In 1935, the United States Congress passed the Neutrality Act which obliged the President to place an embargo on all shipments of arms beginning September 3, 1939. As long as this law remained in force, the United States could not do anything to help England and, later on, Russia fight the German hordes. The result would have been disastrous for all of us. For had England and Russia lost the war, all of us would have lain prostrate under the German boots. Fortunately, the Neutrality Act was not embodied in the United States Constitution, so it was repealed on November 30, 1939. America, therefore, was able to make itself the "arsenal of democracy, " especially after the approval of the Lend-Lease Act. This instance is more than ample proof that it is wrong to tie the hands of our President and Congress by a constitutional provision mandating neutrality irrespective of circumstances. The better policy, as borne out by the event just related, is not to mention neutrality in our proposed Constitution.

Is neutrality a success? With the sole exception of Switzerland, which has not been invaded because it serves as a useful listening post for all nations at war and not because of its neutrality, it is a failure. Consider the following circumstances:

Belgium relied on its neutrality during, the First and Second World Wars and, on Germany's promise to respect it, she refused to form a common front against the Kaiser's and Hitler's armies. On both occasions, however, Belgium was pillaged and plundered by the Germans. Holland and Denmark, whose neutralities were likewise guaranteed by Germany and who tried to placate Hitler's demands, became the sad victims of their delusion when they were crushed by the legions of that madman. Norway, whose neutrality was also guaranteed by Hitler, was invaded by the latter on the pretext that England was about to overrun that unhappy country.

These are facts of history and they furnish concrete examples of the failures of neutrality. Up to the present, these nations that put so much trust on their supposed diplomatic immunity are still suffering from the grievous wounds inflicted upon them by a nation whose word and honor meant nothing.

If the Philippines makes a unilateral declaration of neutrality in its Constitution, can it expect the rest of the world to abide by that declaration? Of course, it cannot because they are not bound thereby, not being parties to the declaration. The best thing to do then is to ask the superpowers to guarantee that neutrality. Shall we ask the United States to do it? I doubt very much if those who are suspicious of the United States would agree to this.
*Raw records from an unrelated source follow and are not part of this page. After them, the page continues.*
Issue #1173, opened 2017-11-05
animated GIFs are not resized correctly with Imagick


fritzmg:
It appears Contao (or Imagick) is unable to properly resize animated GIFs, when Imagick is available and in use. Take the following example GIF: 

![f-startup-challenge-animation](https://user-images.githubusercontent.com/4970961/32414174-87ce7f80-c221-11e7-8fcc-78fa15505982.gif)

If you put that GIF into the file manager of Contao, where only GD is available, it will look normal:

![animated-gif-gd](https://user-images.githubusercontent.com/4970961/32414178-a33a1590-c221-11e7-9f37-72b2417a3f71.png)

However, if you put that GIF into the file manager of Contao where Imagick is available, it will look like this:

![animated-gif-imagick](https://user-images.githubusercontent.com/4970961/32414179-b24c9dc8-c221-11e7-9cc6-1eb1d9aaa642.png)

The file name and path of the latter image is still 
```
assets/images/2/f-startup-challenge-animation-d8ff2dde.gif
```
which means Contao indeed processed the image and probably tried to resize it to the back end size - but the resize did not really occur for some reason.

/cc @ausi

ausi:
I was able to reproduce this behavior with Imagick. I will look into it.

ausi:
I reduced it to a simple test case, and it looks like this is an Imagine or Imagick Issue. Both, resizing:

```php
(new \Imagine\Imagick\Imagine)
	->open('path/to/animated-gif.gif')
	->resize(new \Imagine\Image\Box(100, 100))
	->show('gif');
```

and cropping:

```php
(new Imagine\Imagick\Imagine)
	->open('path/to/animated-gif.gif')
	->crop(new \Imagine\Image\Point(0, 0), new \Imagine\Image\Box(100, 100))
	->show('gif');
```

doesn’t work as documented.

I think this should be reported to [avalanche123/Imagine](https://github.com/avalanche123/Imagine).

It would be great if someone can test if this issue appears with Gmagick too.

fritzmg:
May be a related ticket: https://github.com/avalanche123/Imagine/issues/402 ?

ausi:
I don’t think so. Animated GIFs should already be supported since avalanche123/Imagine#481 was merged.

PR #1175, opened 2017-11-06
set max image size in style

fritzmg:
Currently it can still happen that images in the file manager are displayed in their full size and thus break the layout (see https://github.com/contao/core-bundle/issues/1173 for example). Adding this inline style would at least prevent the image from breaking the layout.

### DIFF
--- a/src/Resources/contao/drivers/DC_Folder.php
+++ b/src/Resources/contao/drivers/DC_Folder.php
@@ -2728,12 +2728,12 @@ class DC_Folder extends \DataContainer implements \listable, \editable
 
 						if ($importantPart->getPosition()->getX() > 0 || $importantPart->getPosition()->getY() > 0 || $importantPart->getSize()->getWidth() < $objFile->width || $importantPart->getSize()->getHeight() < $objFile->height)
 						{
-							$thumbnail .= ' ' . \Image::getHtml(\System::getContainer()->get('contao.image.image_factory')->create(TL_ROOT . '/' . rawurldecode($currentEncoded), (new ResizeConfiguration())->setWidth(320)->setHeight(40)->setMode(ResizeConfiguration::MODE_BOX)->setZoomLevel(100))->getUrl(TL_ROOT), '', 'style="margin:0 0 2px 0;vertical-align:bottom"');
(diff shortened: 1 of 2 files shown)


src/Resources/contao/drivers/DC_Folder.php
```diff
@@ -2733,7 +2733,7 @@ protected function generateTree($path, $intMargin, $mount=false, $blnProtected=t
 					}
 					catch (RuntimeException $e)
 					{
-						$thumbnail .= '<br><p class="broken-image" style="margin:0 0 2px -18px">Broken image!</p>';
+						$thumbnail .= '<br><p class="broken-image" style="margin:0 0 2px -18px;max-width:400px;max-height:50px;width:auto;height:auto">Broken image!</p>';
```
ausi: Why adding the style to the `<p>` tag too?

fritzmg: Search and replace error ;). I'll fix it. I'll also add something similar for the important part preview (just in case).

ausi:
@leofeyer there are already inline styles for the images, @fritzmg just added some. And I think it’s a good idea to set the max-width as inline style so that the every backend theme gets this.

leofeyer:
The existing inline styles are there for historical reasons and should be removed. I'm against adding even more, even though I get your point.

src/Resources/contao/drivers/DC_Folder.php
```diff
@@ -2717,18 +2717,18 @@ protected function generateTree($path, $intMargin, $mount=false, $blnProtected=t
 						// Inline the image if no preview image will be generated (see #636)
 						if ($objFile->height !== null && $objFile->height <= 50 && $objFile->width !== null && $objFile->width <= 400)
 						{
-							$thumbnail .= '<br><img src="' . $objFile->dataUri . '" width="' . $objFile->width . '" height="' . $objFile->height . '" alt="" style="margin:0 0 2px -18px">';
+							$thumbnail .= '<br><img src="' . $objFile->dataUri . '" width="' . $objFile->width . '" height="' . $objFile->height . '" alt="" style="margin:0 0 2px -18px;max-width:400px;max-height:50px;width:auto;height:auto">';
```
leofeyer: This change seems redundant. The if condition already ensures that the image is not bigger than 400x50.

fritzmg: True, I have removed that style now.

leofeyer:
Merged in 9cc579a4c6efd417e28f25a00a9eb527ef7bf5fc. I didn't apply the fix to the `FileSelector`, because it is deprecated and does not even have the `.tl_file_manager` class.

PR #1178, opened 2017-11-06
[RTM] Only output width and height attributes if they are set

ausi:
See #1163


src/Resources/contao/templates/picture/picture_default.html5
```diff
@@ -8,7 +8,7 @@
...
+<img src="<?= $this->img['src'] ?>"<?php if ($this->img['srcset'] !== $this->img['src']) echo ' srcset="' . $this->img['srcset'] . '"'; ?><?php if (!empty($this->img['sizes'])) echo ' sizes="' . $this->img['sizes'] . '"'; elseif (!$this->sources && $this->img['width'] && $this->img['height']) echo ' width="' . $this->img['width'] . '" height="' . $this->img['height'] . '"'; ?> alt="<?= $this->alt ?>"<?php if ($this->title) echo ' title="' . $this->title . '"'; ?><?php if ($this->class || !empty($this->img['class'])) echo ' class="' . trim($this->class. ' ' . $this->img['class']) . '"'; ?><?= $this->attributes ?> itemprop="image">
```
leofeyer: Shouldn't this be `!empty($this->img['width']) && !empty($this->img['height'])`?

ausi: Done in 336603e2a497e62dc9de387d2b8717d6a612856b

ausi:
@leofeyer should we backport this to Contao 3.5?

leofeyer:
No. It is May 2018 so Contao 3.5 is in the "security fixes only" phase of the long term support. And I don't want to risk any core developer leaving the team. 😉

ausi:
Ah, I missed that 3.5 ist out of LTS now. No backport needed then 👍

PR #1181, opened 2017-11-12
[RTM] Add picture service example to DEPRECATED.md

ausi:


leofeyer:
Thank you @ausi.

@BugBuster1701 /cc

PR #1184, opened 2017-11-13
Filetree and Pagetree forces unnecessary saving of new versions

agoat:
The filetree and pagetree widgets force new versions every time the selection is empty.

In fact, I have yet to hear them say something good about that country. Or should we ask Russia to guarantee Philippine neutrality? Maybe, since there are those who appear to favor that nation. If so, I would like to remind that it was Russia who, in spite of her Non-Aggression Pact of 1921 with Finland, attacked that small country on November 30, 1939 because it failed to agree to lease the Port of Hango in the Gulf of Finland to Russia. Let me also remind that it was Russia that urged the Polish partisans to rise up in revolt against the German garrison a few days before Poland's liberation, only to leave the Polish patriots to the tender mercies of the German soldiers because Russia wanted the noncommunist partisans to be liquidated in order to give way to its own minions. What was worse was that Russia refused to allow the British and the Americans to give food and military aid to the Polish people. Even today, poor Poland continues under the Russian yoke and all striking Polish miners and workers are mowed down by Russian tanks and guns. The Polish do not even know when their calvary would end.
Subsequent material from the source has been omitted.